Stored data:
PR #181, opened 2021-03-03
no longer require SHA to upload artifacts to log

### LINKED ISSUE #180: computation of hash when fetching remote artifact is redundant
When using the CLI to create an entry in the log for a remote entry, we currently require the caller to specify the SHA256 hash as well as provide the digital signature. Since verification of the signature will by definition include validation of the hash, we can remove this out of the Rekor processing flow.

@SantiagoTorres

bobcallaway:
Since the verification of a signature will, by definition, include
verifying the content has not been altered, it is unnecessary to require
users of the CLI or REST API to specify the SHA256 hash of the content
when creating a new entry into the log.

Note that the server will still compute the hash and store it in the log
for ease of comparison.

Fixes #180


dlorenc:
Nice!

PR #184, opened 2021-03-03
fix race condition in e2e tests

### LINKED ISSUE #183: E2E tests can fail prematurely because docker-compose services are not healthy before the test run starts
In our CI step for E2E tests, the CLI is rebuilt from scratch in a new GitHub environment; this means that the go module dependencies must be fetched. The delay introduced during this fetch masks a race-condition in the`e2e-test.sh` script in that the tests can start running before the rekor services and dependencies have come up (this is usually because we are creating a MySQL database for the first time which requires some time to initialize).

bobcallaway:
In our CI environment there is an artifical delay in between starting
the Rekor services via docker-compose and when the E2E tests are
actually executed due to Go modules being downloaded. In a local
development environment, the download may not be required so the tests
can start before the docker-compose services are actually running.

This introduces a healthcheck for services (where possible), and blocks
the start of the e2e tests until the services are reporting as healthy.
It also forces the use of an empty homedir and rekor config file to
ensure no collision between the tests and the developer's environment.

Fixes #183

### DIFF
--- a/docker-compose.yml
+++ b/docker-compose.yml
@@ -8,6 +8,12 @@ services:
       - MYSQL_USER=test
       - MYSQL_PASSWORD=zaphod
     restart: always # keep the MySQL server running
+    healthcheck:
+      test: ["CMD", "/etc/init.d/mysql", "status"]
+      interval: 30s
+      timeout: 3s
+      retries: 3
+      start_period: 10s
   redis-server:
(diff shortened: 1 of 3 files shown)


lukehinds (approved):
LGTM and loving the descriptive commit msg's, it really helps give context to the PR.

dlorenc (approved):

▶ [REQUIRED ACTION]: Each line of the data should be given back exactly.

▶ [EXPECTED OUTPUT]:
PR #181, opened 2021-03-03
no longer require SHA to upload artifacts to log

### LINKED ISSUE #180: computation of hash when fetching remote artifact is redundant
When using the CLI to create an entry in the log for a remote entry, we currently require the caller to specify the SHA256 hash as well as provide the digital signature. Since verification of the signature will by definition include validation of the hash, we can remove this out of the Rekor processing flow.

@SantiagoTorres

bobcallaway:
Since the verification of a signature will, by definition, include
verifying the content has not been altered, it is unnecessary to require
users of the CLI or REST API to specify the SHA256 hash of the content
when creating a new entry into the log.

Note that the server will still compute the hash and store it in the log
for ease of comparison.

Fixes #180


dlorenc:
Nice!

PR #184, opened 2021-03-03
fix race condition in e2e tests

### LINKED ISSUE #183: E2E tests can fail prematurely because docker-compose services are not healthy before the test run starts
In our CI step for E2E tests, the CLI is rebuilt from scratch in a new GitHub environment; this means that the go module dependencies must be fetched. The delay introduced during this fetch masks a race-condition in the`e2e-test.sh` script in that the tests can start running before the rekor services and dependencies have come up (this is usually because we are creating a MySQL database for the first time which requires some time to initialize).

bobcallaway:
In our CI environment there is an artifical delay in between starting
the Rekor services via docker-compose and when the E2E tests are
actually executed due to Go modules being downloaded. In a local
development environment, the download may not be required so the tests
can start before the docker-compose services are actually running.

This introduces a healthcheck for services (where possible), and blocks
the start of the e2e tests until the services are reporting as healthy.
It also forces the use of an empty homedir and rekor config file to
ensure no collision between the tests and the developer's environment.

Fixes #183

### DIFF
--- a/docker-compose.yml
+++ b/docker-compose.yml
@@ -8,6 +8,12 @@ services:
       - MYSQL_USER=test
       - MYSQL_PASSWORD=zaphod
     restart: always # keep the MySQL server running
+    healthcheck:
+      test: ["CMD", "/etc/init.d/mysql", "status"]
+      interval: 30s
+      timeout: 3s
+      retries: 3
+      start_period: 10s
   redis-server:
(diff shortened: 1 of 3 files shown)


lukehinds (approved):
LGTM and loving the descriptive commit msg's, it really helps give context to the PR.

dlorenc (approved):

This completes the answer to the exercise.